Iain Taylor
Having recently retired from a career in corporate media and public relations, I was honoured to be asked to be Treasurer of BALH as of 1 January 2019. I graduated in history from Exeter University in 1980 but part of me always regretted not having done any postgraduate work. Becoming self employed in 2002 also gave the time to complete an MRes in Cultural History at Goldsmiths, University of London, which was most enjoyable, and I was able to take a PhD at Royal Holloway a few years later. My thesis was on Early Modern Bible Commentaries (an important source thus far completely overlooked by both historians and theologians) and I was very fortunate to have the outstanding Prof Justin Champion as my supervisor. During that time I wrote several articles and gave a number of academic papers and I was subsequently asked to become the Secretary of the Christianity & History Forum.
After that David Killingray encouraged me to become more active in writing articles on local history in general and the Sevenoaks area (where I lived until very recently) in the long nineteenth century in particular. So far I have had articles published in peer-reviewed journals on the lengthy struggle to put in place the West Kent public drainage system; the personal and social dislocation resulting from the mismanagement and collapse of smaller local friendly societies; the reasons some Sevenoaks farmers in particular were targeted during the earliest stage of the 'Captain Swing' riots of 1830-31; and the idiosyncratic ways in which one local tenant farmer pursued his campaign, against leading members of the West Kent aristocracy, to end the Extraordinary Tithe in the 1880s.
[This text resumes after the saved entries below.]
PR #840, opened 2023-07-27
Remove in memory contexts and dbs

michaelmattig:

---

<TEXT>


michaelmattig:
[Entfernen der InMemory-DBs](https://trello.com/c/SMI0ORTw/1387-entfernen-der-inmemory-dbs)

services/src/pro/apidoc.rs
```diff
@@ -408,28 +408,24 @@ impl Modify for ApiDocInfo {
...
+    use crate::pro::util::tests::with_pro_temp_context;
 
     #[test]
     fn can_resolve_api() {
-        crate::api::can_resolve_api(ApiDoc::openapi());
+        crate::util::openapi_examples::can_resolve_api(ApiDoc::openapi());
     }
 
-    #[tokio::test]
+    #[tokio::test(flavor = "multi_thread", worker_threads = 1)]
```
ChristianBeilschmidt, line 419: didn't you want to create a macro that captures test, tokio and the pg context?

services/src/pro/handlers/drone_mapping.rs
```diff
@@ -396,219 +394,226 @@ mod tests {
...
+            );
+
+            // manipulate config to use the mock nodeodm server
+            config::set_config("odm.endpoint", mock_nodeodm.url_str("/")).unwrap();
+
+            let session = create_session_helper(&app_ctx).await;
+            let ctx = app_ctx.session_context(session.clone());
+
+            // file upload into geo engine
+            // TODO: properly upload the data using the handler once this is possible in a test (after migration to actix)
```
ChristianBeilschmidt, line 436: is this easy to do?

we did the migration to actix some year(s) ago

services/src/pro/util/openapi_examples.rs
```diff
@@ -0,0 +1,91 @@
...
+
+/// Runs all example requests against the provided test server to check for bad documentation,
+/// for example due to incompatible schema changes between the time of writing the request body
+/// and now. It can also detect if the query parameters are not documented correctly or the
+/// request path changed.
+///
+/// # Panics
+///
+/// panics if the creation of an anonymous session fails.
+#[allow(clippy::unimplemented)]
```
ChristianBeilschmidt, line 18:
```suggestion
```

services/src/server.rs
```diff
@@ -193,83 +165,3 @@ where
...
-    async fn wait_for_server(base_url: &Url) -> bool {
-        for _ in 0..WAIT_SERVER_RETRIES {
-            if reqwest::get(base_url.clone()).await.is_ok() {
-                return true;
-            }
-            std::thread::sleep(std::time::Duration::from_secs(WAIT_SERVER_RETRY_INTERVAL));
-        }
-        false
-    }
-}
```
ChristianBeilschmidt, line 275: why are the tests gone?

Settings-default.toml
```diff
@@ -29,6 +28,7 @@ database = "geoengine"
 schema = "public"
 user = "geoengine"
 password = "geoengine"
+clear_database_on_start = false # set to `true` to start with a fresh database every time. This has to be set at the very first startup with an empty database.
```
ChristianBeilschmidt, line 31: we should log if this is set to true but we ignore it for security reasons

services/src/error.rs
```diff
@@ -128,6 +128,11 @@ pub enum Error {
 
     TokioPostgresTimeout,
```
ChristianBeilschmidt, line 130: When you start the data atlas, you get

```
error | "IdStringMustBeUuid"
-- | --
message | "IdStringMustBeUuid"
```

This worked in the InMemory-Context.

ChristianBeilschmidt (changes requested):

services/src/api/mod.rs
```diff
@@ -1,716 +1 @@
...
-        panic!("Invalid reference type");
-    }
-}
-
-/// Recursively checks that schemas referenced in the given schema object exist in the provided map.
-fn can_resolve_schema(schema: RefOr<Schema>, components: &Components) {
-    match schema {
-        RefOr::Ref(reference) => {
-            throw_if_invalid_ref(&reference, components);
-        }
```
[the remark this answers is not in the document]
michaelmattig: I moved this to util/openapi_examples and pro/util/openapi_examples. This didn't belong here imho.

services/src/pro/apidoc.rs
michaelmattig: I thought about it, but I wasn't really sure about how to do it, because the #[toko::test] is also a macro, so we'd have nested macros, and also: tests can't have arguments, so I wasn't really sure how to properly implement this.

That's why I stuck with the current approach of multi_thread flavor and the with_temp_context methods.

services/src/pro/handlers/drone_mapping.rs
michaelmattig: I think this is possible now, yes. But we wanted to get rid of this handler entirely, or not?

services/src/server.rs
michaelmattig: IMHO these should be integration tests, and not unit tests. I didn't find a way to make these work with the temp context, so instead, I extended the services/tests/startup.rs test to no only check for warnings, but also to check whether the webserver can be connected after startup.

Settings-default.toml
michaelmattig: I do log it at info level on startup

services/src/pro/util/openapi_examples.rs
michaelmattig: 08d1d3105dc77489265f978557567d7cdee0e4cd

services/src/contexts/postgres.rs
```diff
@@ -50,6 +51,11 @@ where
     volumes: Volumes,
 }
 
+enum DatabaseStatus {
+    Unitialized,
+    Initialized { clear_database_on_start: bool },
```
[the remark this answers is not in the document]
michaelmattig: de6bc503b260eeb3bf068f948a1a68341eafc7cf

services/src/handlers/projects.rs
```diff
@@ -583,157 +605,170 @@ mod tests {
...
     }
 
-    async fn update_test_helper(
-        method: Method,
-    ) -> (InMemoryContext, SimpleSession, ProjectId, ServiceResponse) {
-        let app_ctx = InMemoryContext::test_default();
+    // async fn update_test_helper(
+    //     method: Method,
+    // ) -> (InMemoryContext, SimpleSession, ProjectId, ServiceResponse) {
+    //     with_temp_context(|app_ctx, _| async move {
```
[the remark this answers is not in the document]
michaelmattig: I overlooked it: e55d12bda3fcaa02ab51fa24445a2c7947408e85

services/src/error.rs
michaelmattig: the error is:

> IdStringMustBeUuid { found: "c6f78d3b-609b-454f-8ad5-ed6ec12a9ac0c" }

https://www.freecodeformat.com/validate-uuid-guid.php says it is in fact not a valid uuid. I am not sure why.

The in memory backend didn't check this. So I guess we need to change the dataset-defs and the frontend. Or do you see another solution?

ChristianBeilschmidt: Hm, but this site (https://cloud.magiclen.org/us/uuid/checker) says it is valid. Maybe duckduckgo creates uuids that are only valid for certain validators :thinking: 

Can we get more info on that? What does postgres check?

services/src/pro/handlers/drone_mapping.rs
ChristianBeilschmidt: :+1:

services/src/pro/apidoc.rs
ChristianBeilschmidt: * because the #[toko::test] is also a macro
   *  -> in the worst case, we just use the code that is created by the macro. it is just some lines.
 * tests can't have arguments
   * -> our tests could. we would just put our test method with arguments inside a test method

michaelmattig: I think it's possible to do this, but I would vote for doing this in a separate task.

Settings-default.toml
michaelmattig: with clear = true on a database with clear = true
image

with clear = true on a datbase with clear = false
image

services/src/error.rs
michaelmattig: It's not postgres, but our Rust code that checks whether the layer/collection id we receive in the API as a string, is im fact a UUID:

```
  #[test]
    fn it_is_a_uuid() {
        uuid::Uuid::from_str("c6f78d3b-609b-454f-8ad5-ed6ec12a9ac0c").unwrap();
    }
```

> thread 'contexts::tests::it_is_a_uuid' panicked at 'called `Result::unwrap()` on an `Err` value: Error(GroupLength { group: 4, len: 13, index: 25 })', services/src/contexts/mod.rs:523:71

Settings-default.toml
ChristianBeilschmidt: 1. it should be an error if `clear = false` at the first start and `clear = true` at a consecutive one.
2. The error does not state what went wrong.

services/src/pro/handlers/drone_mapping.rs
ChristianBeilschmidt: if it is easy to do, yes

services/src/pro/apidoc.rs
ChristianBeilschmidt: Yeah, let's get this merged first.

services/src/pro/handlers/drone_mapping.rs
michaelmattig: 4bf61de4aadd39d243da6547f8505033e190573a

Settings-default.toml
michaelmattig: 1. that's what I meant and what I did
2. it does state that ClearDatabaseOnStartupNotAllowed. I don't actually know why it doesn't print my snafu display message that explain it in more detail. But that's more of a general error handling issue, than an issue with my PR.

services/src/error.rs
michaelmattig: >  error: SerdeJson: invalid type: map, expected a string consisting of a namespace and name name, separated by a colon, only using alphanumeric characters, underscores & dashes at line 22 column 3

the layer-def in kailin_hatlestad.json still used the old datasetIds. I changed it in the dataset-defs PR

Settings-default.toml
ChristianBeilschmidt: I tried this:

1. Start with `clear = true`
2. Start with `clear = false`
3. Start with `clear = true`

no error

services/src/error.rs
ChristianBeilschmidt: you need to merge the main for dataset-defs in order to try this out

Settings-default.toml
michaelmattig: IMHO it is correct that there is no error. The first time you start the engine you determine whether clearOnStart is possible, and this is saved in the database.

If you then decide to not clear it the next time, it should be fine, everything survives.

If you then start again with clear, it should clear, because it is allowed in the database.

At least that's my thinking. It would protect production databases that initially set clear to true, but allows us to ad-hoc decide whether we want to truncate the data during development and testing.

Settings-default.toml
```diff
@@ -29,6 +28,9 @@ database = "geoengine"
 schema = "public"
 user = "geoengine"
 password = "geoengine"
+# Set to `true` to start with a fresh database every time.
+# This is ignored if the engine has ever started with this being `false`.
+clear_database_on_start = false
```
ChristianBeilschmidt, line 33: We have to document the behavior correctly so that it matches:

```suggestion
# Set to `true` to start with a fresh database each time.
# If this parameter is set to `false` at the first start, subsequent changes to `true` will result in an error.
# This helps to protect production environments from unwanted data loss.
clear_database_on_start = false
```

ChristianBeilschmidt (changes requested):

PR #844, opened 2023-07-31
Pg symbology mapping

ChristianBeilschmidt:

---

<TEXT>


ChristianBeilschmidt:
[Die JSON-Spalten, soweit möglich, als Postgres-Typen abbilden: Symbology](https://trello.com/c/MU7XGVHx/1396-die-json-spalten-soweit-m%C3%B6glich-als-postgres-typen-abbilden)

services/src/contexts/schema.sql
```diff
@@ -50,6 +50,109 @@ CREATE TYPE "TimeStep" AS (
...
+CREATE TYPE "DefaultColors" AS (
+    -- default
+    default_color "RgbaColor",
+    -- over/under
+    over_color "RgbaColor",
+    under_color "RgbaColor"
+);
+
+CREATE TYPE "ColorizerType" AS ENUM (
+    'linearGradient', 'logarithmicGradient', 'palette', 'rgba'
```
michaelmattig, line 79: The other enum variants in this files are capitalized. Should we do this uniformly?

services/src/contexts/schema.sql
```diff
@@ -88,7 +191,7 @@ CREATE TABLE project_version_layers (
     name character varying(256) NOT NULL,
     workflow_id uuid NOT NULL,
     -- TODO: REFERENCES workflows(id)
-    symbology json,
+    symbology "Symbology",
```
michaelmattig, line 194: what about constraints on the symbology? e.g. exactly one of raster/point/line/polygon should be not null. Also for all the other types we could constrain what fields are nullable and which not. Unfortunately postgres doesn't allow specifying this at the type level, so we would have to do it here. But, how far do we want to go? And what happens if e.g. a symbology has a raster and point symbology? Would we check that in the application? Would we just use the first one?

services/src/api/model/db_types.rs
```diff
@@ -0,0 +1,408 @@
...
+};
+
+use super::datatypes::{
+    Breakpoint, Colorizer, DefaultColors, LinearGradient, LogarithmicGradient, OverUnderColors,
+    Palette, RgbaColor,
+};
+
+#[derive(Debug, ToSql, FromSql)]
+#[postgres(name = "DefaultColors")]
+pub struct DefaultColorsDbType {
```
michaelmattig, line 19: does it make sense to have "Type" in the name? Isn't it obvious that this is a type?

services/src/api/model/db_types.rs
```diff
@@ -0,0 +1,408 @@
...
+                line: None,
+                polygon: Some(polygon),
+            } => Ok(Self::Polygon(polygon)),
+            _ => Err(Error::UnexpectedInvalidDbTypeConversion),
+        }
+    }
+}
+
+macro_rules! delegate_from_to_sql {
+    ( $normal:ident, $dbtype:ident ) => {
```
michaelmattig, line 372: make call it "rust" instead of "normale"

services/src/contexts/postgres.rs
```diff
@@ -2435,4 +2441,298 @@ mod tests {
         })
         .await;
     }
+
+    #[tokio::test(flavor = "multi_thread", worker_threads = 1)]
+    #[allow(clippy::too_many_lines)]
+    async fn test_types_individually() {
```
michaelmattig, line 2447: what exactly do you test here? That you can insert it as a parameter and get it from a Row? Maybe you can write that in the the test name

services/src/api/model/db_types.rs
```diff
@@ -0,0 +1,408 @@
...
+                point: None,
+                line: None,
+                polygon: Some(polygon),
+            } => Ok(Self::Polygon(polygon)),
+            _ => Err(Error::UnexpectedInvalidDbTypeConversion),
+        }
+    }
+}
+
+macro_rules! delegate_from_to_sql {
```
michaelmattig, line 371: maybe write a quick comment for the future generation here what this does?
"Implements To/FromSql for a type by means of an intermediary database type. This is for cases where a Rust struct or enum cannot directly be represented by Postgres." Oder so.

services/src/api/model/db_types.rs
```diff
@@ -0,0 +1,408 @@
...
+    ( $normal:ident, $dbtype:ident ) => {
+        impl ToSql for $normal {
+            fn to_sql(
+                &self,
+                ty: &postgres_types::Type,
+                w: &mut bytes::BytesMut,
+            ) -> Result<postgres_types::IsNull, Box<dyn std::error::Error + Sync + Send>> {
+                <$dbtype as ToSql>::to_sql(&self.clone().into(), ty, w)
```
michaelmattig, line 379: why do you have to clone here?

services/src/contexts/schema.sql
ChristianBeilschmidt: we discussed this in Slack, we should propose "domain wrapping" to rust-postgres and go from there.

services/src/contexts/schema.sql
ChristianBeilschmidt: [a28413d](https://github.com/geo-engine/geoengine/pull/844/commits/a28413d25a68ac5b2eabdf4c1515ef267b60a5e6)

services/src/api/model/db_types.rs
ChristianBeilschmidt: [55eb248](https://github.com/geo-engine/geoengine/pull/844/commits/55eb24838bdf3d8627168210bdad2731e23b418b)

services/src/api/model/db_types.rs
ChristianBeilschmidt: [55eb248](https://github.com/geo-engine/geoengine/pull/844/commits/55eb24838bdf3d8627168210bdad2731e23b418b)

services/src/contexts/postgres.rs
ChristianBeilschmidt: [0d9f680](https://github.com/geo-engine/geoengine/pull/844/commits/0d9f680b8e88caac754d9c099106bb8a7f2fd9aa)

michaelmattig (approved):

PR #845, opened 2023-08-02
Pg-result-descriptor-mapping

ChristianBeilschmidt:

---

<TEXT>

### DIFF
--- a/services/src/contexts/schema.sql
+++ b/services/src/contexts/schema.sql
@@ -25,8 +25,8 @@ CREATE TYPE "BoundingBox2D" AS (
 );
 
 CREATE TYPE "TimeInterval" AS (
-    start timestamp with time zone,
-    "end" timestamp with time zone
+    start bigint,
+    "end" bigint
 );
 
 CREATE TYPE "STRectangle" AS (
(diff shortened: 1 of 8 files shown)


services/src/contexts/schema.sql
```diff
@@ -25,8 +25,8 @@ CREATE TYPE "BoundingBox2D" AS (
 );
 
 CREATE TYPE "TimeInterval" AS (
-    start timestamp with time zone,
-    "end" timestamp with time zone
+    start bigint,
```
michaelmattig, line 28: I ask myself: Why do we store a int here instead of a timestamp? I know it's because the ResultDescriptor has a TimeInterval, and our time interval uses ints to represent times, because it is efficient. 

However, while it makes sense to do this in e.g. the FeatureCollection, I don't think this is the case for the ResultDescriptor. There is only a single time interval, so maybe we can use a different type here that has actual datetimes? I always found it confusing that the API gives the time interval as timestamps rather than ISO-DateTimes. That's not how APIs usually handle datetimes.

So what do you think about changing the ResultDescriptor in using DateTimes instead of ints for the time interval? That would make the API nicer and also would make the schema better and would actually allow to perform queries on time more easily.

ChristianBeilschmidt: We cannot do it that easily.

Currently, TimeInterval::default() is not possible to store it as timestamp in postgres.
Thus, this would not help in having a postgres timestamp here.

Then, all timeinstances in ge must be convertible, otherwise, we cannot return a good result descriptor.

I'm not entirely against it. We would have to draw it out and see what changes in total, here.
But I wouldn't easily do it here in this PR.

michaelmattig (approved):

PR #847, opened 2023-08-03
layer metadata as sql type

ChristianBeilschmidt:

---

<TEXT>


ChristianBeilschmidt:
[JSON-Spalten als Postgres-Typen abbilden: layers-metadata](https://trello.com/c/hDjaCR09/1417-json-spalten-als-postgres-typen-abbilden-layers-metadata)

services/src/api/model/db_types.rs
```diff
@@ -364,6 +363,40 @@ impl TryFrom<SymbologyDbType> for Symbology {
...
+    }
+}
+
+impl<S: std::hash::BuildHasher + std::default::Default> From<HashMapTextTextDbType>
+    for HashMap<String, String, S>
+{
+    fn from(map: HashMapTextTextDbType) -> Self {
+        map.0
+            .into_iter()
+            .map(|TextTextKeyValue { key, value }| (key, value))
```
michaelmattig, line 395: what happens if a key occurs twice? There is no constraint that prevents this in postgres and it shouldn't crash our program. 

Do we need a test that checks this?

services/src/layers/postgres_layer_db.rs
```diff
@@ -663,7 +660,7 @@ where
             workflow: serde_json::from_value(row.get(2)).context(crate::error::SerdeJson)?,
             symbology: row.get(3),
             properties: row.get(4),
-            metadata: serde_json::from_value(row.get(5)).context(crate::error::SerdeJson)?,
+            metadata: row.get::<_, HashMapTextTextDbType>(5).into(),
```
michaelmattig, line 663: why no delegate here?

services/src/api/model/db_types.rs
ChristianBeilschmidt: First it does not crash: https://play.rust-lang.org/?version=stable&mode=debug&edition=2021&gist=d9616410a6c778fb727d182d6799e8f7

Second, since we only input hashmaps, I wouldn't check it for now in Postgres.

services/src/layers/postgres_layer_db.rs
ChristianBeilschmidt: I cannot delegate to HashMap (foreign type) and I didn't want to change the field type in the struct.

michaelmattig (approved):

PR #1043, opened 2025-10-14
UI: Cleaning UI Backward Compatibility Code

ganimtron-10:
As per out last discussion, we will be dropping the v1 UI backward compatibility as it introduces complexity and brings a high risk of error. This PR cleans that compatibility code.
Will add the migration guide along with the Panel2D PR.

PR #1045, opened 2025-10-18
BF: Rectangle2D warning for np.divide fixed and compatibility with 0.14.0 Pygfx version

maharshi-gor:
## BF: Rectangle2D warning for np.divide fixed and compatibility with Pygfx 0.14.0.

**PR Contents**
- Fixes np.divide warning for Rectangle2D ui.
- Defaults to have (100, 100) size for Rectangle.
- Updates test cases.

- Pygfx has introduced a wrapper dependency called render canvas (Maintained by them only) which introduces a layer between direct canvas and window system to maintain similar apis across.
- We are not required to add this explicitly in the dependencies as this is a default dependency of wgpu-py.

### DIFF
--- a/fury/optpkg.py
+++ b/fury/optpkg.py
@@ -2,6 +2,8 @@
 
 import importlib
 
+from packaging.version import Version
+
 try:
     import pytest
 except ImportError:
@@ -123,22 +125,25 @@ class TripWire:
         raise TripWireError(self._msg)
 
 
-def optional_package(name, *, trip_msg=None):
+def optional_package(name, *, trip_msg=None, min_version=None):
     """Return package-like thing and module setup for package `name`.
 
     Parameters
     ----------
     name : str
-        Package name to be imported.
-    trip_msg : None or str, optional
+        Package name.
+    trip_msg : None or str
         Message to give when someone tries to use the return package, but we
         could not import it, and have returned a TripWire object instead.
-        Default message if None.
+    min_version : None or str
+        If not None, require that the imported package be at least this
+        version.  If the package has no ``__version__`` attribute, or if the
+        version is not parseable, raise an error.
 
     Returns
     -------
     pkg_like : module or ``TripWire`` instance
-        If we can import the package, return it. Otherwise return an object
+        If we can import the package, return it.  Otherwise return an object
         raising an error when accessed.
     have_pkg : bool
         True if import for package was successful, false otherwise.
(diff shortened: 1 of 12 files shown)


fury/ui/core.py
```diff
@@ -656,7 +656,9 @@ class Rectangle2D(UI):
     """
 
     @warn_on_args_to_kwargs()
-    def __init__(self, *, size=(0, 0), position=(0, 0), color=(1, 1, 1), opacity=1.0):
+    def __init__(
+        self, *, size=(100, 100), position=(0, 0), color=(1, 1, 1), opacity=1.0
```
ganimtron-10, line 660: I was thinking why don't we make this `size` property a required param?
Similar to the `outer_radius` in `Disk2D`.

I have added this required size feature for Rect in this PR #1043, Let me know which approach we should move ahead so I can update it accordingly

maharshi-gor: I will keep it as it is and not make it required param. As people might confuse the values with position if not passed as key word argument.

And if we even feel like doing it. I think let's create a separate PR to fix the other things.

fury/optpkg.py
```diff
@@ -150,21 +155,31 @@ def optional_package(name, *, trip_msg=None):
     --------
     Typical use would be something like this at the top of a module using an
     optional package:
-    >>> from fury.optpkg import optional_package
+
+    >>> from dipy.utils.optpkg import optional_package
```
skoudoro: Hi @maharshi-gor, 

I was going to merge but can you fix this issue on the CI:

```
150     module_setup : function
151         Callable usually set as ``setup_module`` in calling namespace, to allow
152         skipping tests.
153 
154     Examples
155     --------
156     Typical use would be something like this at the top of a module using an
157     optional package:
158 
159     >>> from dipy.utils.optpkg import optional_package
UNEXPECTED EXCEPTION: ModuleNotFoundError("No module named 'dipy'")
  File "/Library/Frameworks/Python.framework/Versions/3.10/lib/python3.10/doctest.py", line 1350, in __run
    exec(compile(example.source, filename, "single",
  File "<doctest fury.optpkg.optional_package[0]>", line 1, in <module>
ModuleNotFoundError: No module named 'dipy'
/Users/runner/work/fury/fury/venv/lib/python3.10/site-packages/fury/optpkg.py:159: UnexpectedException
```

skoudoro (commented):
Almost ready to go, can you fix the comment below

skoudoro:
All good, merging, Thanks @maharshi-gor

PR #1046, opened 2025-10-27
NF: Event type drag created.

maharshi-gor:
### NF: Event type drag created.

**PR Contents**
- Supports dragging from the renderer level.
- Will help drag and draw things.
- Updates UI based element dragging when go out of bounds.

**Fixes**
- Fixes the viz_shapes.py issue for dragging.
- Try `viz_shapes.py` example to test the workings.

### DIFF
--- a/docs/examples/viz_slicer.py
+++ b/docs/examples/viz_slicer.py
@@ -22,6 +22,7 @@ intensity value and use arrow keys to navigate through the slices.
 import numpy as np
 from fury import actor, window
 from fury.utils import get_slices, show_slices
+from fury.lib import EventType
 from dipy.data import read_mni_template
 
 ###############################################################################
@@ -80,7 +81,7 @@ def handle_key_event(event):
 # Add event handlers to the slice actor for key events.
 
 show_m = window.ShowManager(scene=scene, title="FURY 2.0: Cube Slicer Example")
-show_m.renderer.add_event_handler(handle_key_event, "key_down")
+show_m.renderer.add_event_handler(handle_key_event, EventType.KEY_DOWN)
 
 
 ################################################################################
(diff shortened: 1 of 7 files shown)


fury/ui/core.py
```diff
@@ -315,7 +315,7 @@ def handle_events(self, actor):
         """
         actor.add_event_handler(self.mouse_button_down_callback, "pointer_down")
         actor.add_event_handler(self.mouse_button_up_callback, "pointer_up")
-        actor.add_event_handler(self.mouse_move_callback, "pointer_move")
+        actor.add_event_handler(self.mouse_move_callback, "pointer_drag")
```
ganimtron-10: Lets use the `EventType.POINTER_DOWN` and other eventtype instead of hard coding as we did in `window.py`

ganimtron-10 (changes requested):
Hi @maharshi-gor ,

I tested changes locally and the drag feels a lot better now.

Just had a quick question
Will we be using this drag only for UI elements or do we have plan for something else too?
I was just asking to plan and see how `hot_ui` and `active_ui` work with this later on.

fury/ui/core.py
maharshi-gor: You mean `EventType.POINTER_DRAG` and not `EventType.POINTER_DOWN`.

maharshi-gor:
> Hi @maharshi-gor ,
> 
> I tested changes locally and the drag feels a lot better now.
> 
> Just had a quick question Will we be using this drag only for UI elements or do we have plan for something else too? I was just asking to plan and see how `hot_ui` and `active_ui` work with this later on.

We do plan to create new actor based on dragging for other tools like dipy. So, we need it for all the actor and renderer level to understand those kind of callbacks.

fury/ui/core.py
ganimtron-10: I meant using the below things instead of harcoded values

```
actor.add_event_handler(self.mouse_button_down_callback, EventType.POINTER_DOWN)
 actor.add_event_handler(self.mouse_button_up_callback, EventType.POINTER_UP)
 actor.add_event_handler(self.mouse_move_callback, EventType.POINTER_DRAG)
```

ganimtron-10:
As you are updating all the EventType harcoded values, Please also update the EventType at the below mentioned lines too for consistency.

windows.py:776, 581
viz_vector_field:121
viz_slicer:129, 132, 83

docs/examples/viz_slicer.py
```diff
@@ -80,7 +81,7 @@ def handle_key_event(event):
 # Add event handlers to the slice actor for key events.
 
 show_m = window.ShowManager(scene=scene, title="FURY 2.0: Cube Slicer Example")
-show_m.renderer.add_event_handler(handle_key_event, "key_down")
+show_m.renderer.add_event_handler(handle_key_event, EventType.KEY_DOWN)
```
skoudoro: it would be great to handle both

skoudoro (approved):
All good, merging

PR #1048, opened 2025-10-31
BF: Jupyter integration working.

maharshi-gor:
### BF: Jupyter integration working.

**PR Contents**
- Jupyter required the canvas separately to display.
- Uses Ipython display function to not requiring to specify the canvas.

**NOTE**

- This allows to run the fury in jupyter without explicit code writing.
- The only thing required is to provide the `window_type="jupyter"` parameter to `show` method of `ShowManager`

### DIFF
--- a/fury/lib.py
+++ b/fury/lib.py
@@ -33,6 +33,12 @@ jupyter_rfb, have_jupyter_rfb, _ = optional_package(
 if have_jupyter_rfb:
     from rendercanvas.jupyter import RenderCanvas as JupyterWgpuCanvas
 
+IPython, have_ipython, _ = optional_package("IPython")
+if have_ipython:
+    from IPython.display import display as display_jupyter_widget
+else:
+    display_jupyter_widget = IPython
+
 qt_pckg_msg = (
     "You do not have any qt package installed. The qt window will not work for "
     "you. Please install or upgrade any of PySide6, PyQt6, PyQt5, PySide2 "
@@ -145,7 +151,6 @@ Clock = gfx.Clock
 Stats = gfx.Stats
 
 plane_geometry = gfx.plane_geometry
-
 if have_jupyter_rfb:
     JupyterCanvas = JupyterWgpuCanvas
 else:
--- a/fury/window.py
+++ b/fury/window.py
@@ -38,6 +38,7 @@ from fury.lib import (
     UIRenderer,
     Viewport,
     call_later,
+    display_jupyter_widget,
     get_app,
     qcall_later,
     run,
@@ -1106,6 +1107,9 @@ class ShowManager:
             self._qt_app.exec()
         else:
             run()
+
+        if self._window_type == "jupyter":
+            display_jupyter_widget(self.window)
 
     def close(self):
         """Close the rendering window and terminate the application if necessary."""


maharshi-gor:
Hello @m-agour and @ganimtron-10 Please do provide your thoughts on this PR.

fury/lib.py
```diff
@@ -21,6 +21,12 @@
 if have_jupyter_rfb:
     from rendercanvas.jupyter import RenderCanvas as JupyterWgpuCanvas
 
+IPython, have_ipython, _ = optional_package("IPython")
+if have_ipython:
+    from IPython.display import display as display_jupyter_widget
+else:
+    display_jupyter_widget = IPython
```
m-agour, line 40: This will cause runtime error if IPython (Optional dependency) is not installed, please handle the error here.

maybe implement a shell: 
```python
else:
    def display_jupyter_widget(*args, **kwargs):
        pass
```
and handle the error here it's used.

fury/window.py
```diff
@@ -958,6 +959,9 @@ def start(self):
         else:
             run()
 
+        if self._window_type == "jupyter":
+            display_jupyter_widget(self.window)
```
m-agour: Hnadle Error here.

m-agour: YOu can also import have_jupyter_rfb from fury.lib

m-agour (changes requested):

One of the key factors linking this body of work is risk - who assumes it and why, and how and when those people might seek to transfer it onto other groups or individuals better able to bear it, either willingly or unwillingly. Risk is also the meta-theme of a new book on nineteenth century Sevenoaks David and I have just completed and which we hope to have published by the end of 2019.
I hope my business background will allow me to bring some additional commercial and marketing expertise to BALH in future.